Presented without comment, here is a selection of faces that Brody and Rob make while bro-ing out and talking like…well, I’d say “like certain boys talk when girls aren’t around to see,” but then again Rob talks all the time about giving his sisters pearl necklaces, so he’s an exceptional case:
Basically, Brody tells Rob that he needs to put a picture of a “big, fake-ass booty” on his wall and then workout towards being “yoked-up” enough to be able to put his “face in that thing.” Lovely, right?
I don’t know if we’re supposed to assume that this conversation sways Rob, but at the Lamar Summit he tells his sister he needs to move out. Khloé briefly attempts to drama queen like Rob is abandoning her, but she acquiesces, because: what are you gonna say when your brother spends all his time eating snack cakes and carving bear sculptures with a chainsaw and talking about his sperm touching your body? Like, I don’t think the question should be “why would Rob move out?” Nah. It’s, “why the hell hasn’t Khloé turfed his ass years before?”
Kendall: ROB IS MY BROTHER. PLEASE STOP IMPUGNING HIS REPUTATION.

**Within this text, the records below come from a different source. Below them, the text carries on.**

PR #163, opened 2017-09-05
[PATCH v5] linux-gen: deduplicate arch-specific files

lumag:
Rewrite ARCH-specific files so that there is no significant code
duplication between different arch files and default files set.


muvarov:
According to Travis log this pr brakes build.

lumag:
@muvarov fixed

platform/linux-generic/arch/aarch64/odp/api/cpu_arch.h
```diff
@@ -0,0 +1,30 @@
...
+#define _ODP_CACHE_LINE_SIZE 64
+
+static inline void odp_cpu_pause(void)
+{
+	/* YIELD hints the CPU to switch to another thread if possible
+	 * and executes as a NOP otherwise.
+	 * ISB flushes the pipeline, then restarts. This is guaranteed to
+	 * stall the CPU a number of cycles.
+	 */
+	__asm volatile("isb" ::: "memory");
```
muvarov: that looks like has to be __asm__ __volatile__ to be consistent to other calls. That doc https://gcc.gnu.org/onlinedocs/gcc/Extended-Asm.html says about __asm__ but I did not see doc which talked about __volatile__ instead of volatile. Do you know where to read details?

lumag: This is just a copy of arm's file. We can change both of them, but it's a separate doing.

lumag:
@muvarov Interesting. The patch is marked as failed checkpatch check, but I see no checkpatch issues. Could you please check what went wrong?

lumag:
@Bill-Fischofer-Linaro I probably should stop doing last-minute changes before submitting PR. Fixed now.

lumag:
checkpatch seems to be false positive, because checkpatch did not recognize `FILE` as typename.

lumag:
@Bill-Fischofer-Linaro @muvarov any updates on this PR?

Bill-Fischofer-Linaro:
@lumag I concur that the checkpatch issue is a false positive. I've added my approval.

muvarov:
Merged.

PR #164, opened 2017-09-05
[PATCH v1] test: fixup CUNIT_CFLAGS variable reference

lumag:
Fix type in previous refactoring, which used CUNIT_PFLAGS instead of
CUNIT_CFLAGS.


lumag:
@Bill-Fischofer-Linaro do we need a bugzilla entry to fix typo in Makefile?

muvarov:
Merged. I think there is no need for bug entry for this patch.

PR #169, opened 2017-09-08
[PATCH CLOUD-DEV v4] linux-dpdk:introduce buffer submodule

GBalakrishna:
Made it into two patch series to keep the history of renaming files.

The whole Lamar Summit is plagued with dropped audio, weird cuts, tense music, and Khloé and Rob making weird facial expressions. It’s this dense wad of confusion. It finally, mercifully ends with Khloé noting that she’s going to have to tell her family, except…that’s also the end of the episode, and the season, like it’s just this abrupt cut to credits, like even the editors were bored to death with this shit.
Editors: (Eye rolls.)
The C-Plot: Kendall offers to take care of a friend’s pig but jets off to New York for a photo shoot. Kris is initially pissed that she’ll be forced to deal with the pig, but quickly falls in love with it, awesomely, because she’s dealing with empty-nest syndrome and because she’s as much a fan of Charlotte’s Web as she is of Gidget and because this particular pig/child will allow Kris to clean up its life with bling collars and nursery shit without complaining or being all “Moooooom.”
I mean, this story is a joke, because North lives in Kris’s house, at least right now, but still, it’s cute:
Although you know Kris is really thinking this:
Kendall is so surprised at Kris’s love for the pig that she jokes about getting Kris her own, which leads to the weirdest but also surprisingly-sensical moment of the episode, when Scott scoffs from across the room—like one of those frequent Arrested Development reveals where the camera pans over—and berates the sisters present that they can’t get Kris a pig because she’s way too busy ingeniously managing their careers for them, so maybe they should stop being so ungrateful already. It’s hilarious, because of course Scott is the only one in this family who recognizes the effort Kris puts into her job, because Scott is kind of afraid of Kris, while everybody else is her daughter. Or Rob.
Later, Kendall steals the pig back from Kris and gives it back to the pig’s real owner. This part was kind of glossed over, but…did Kris kidnap the pig? Is that what happened?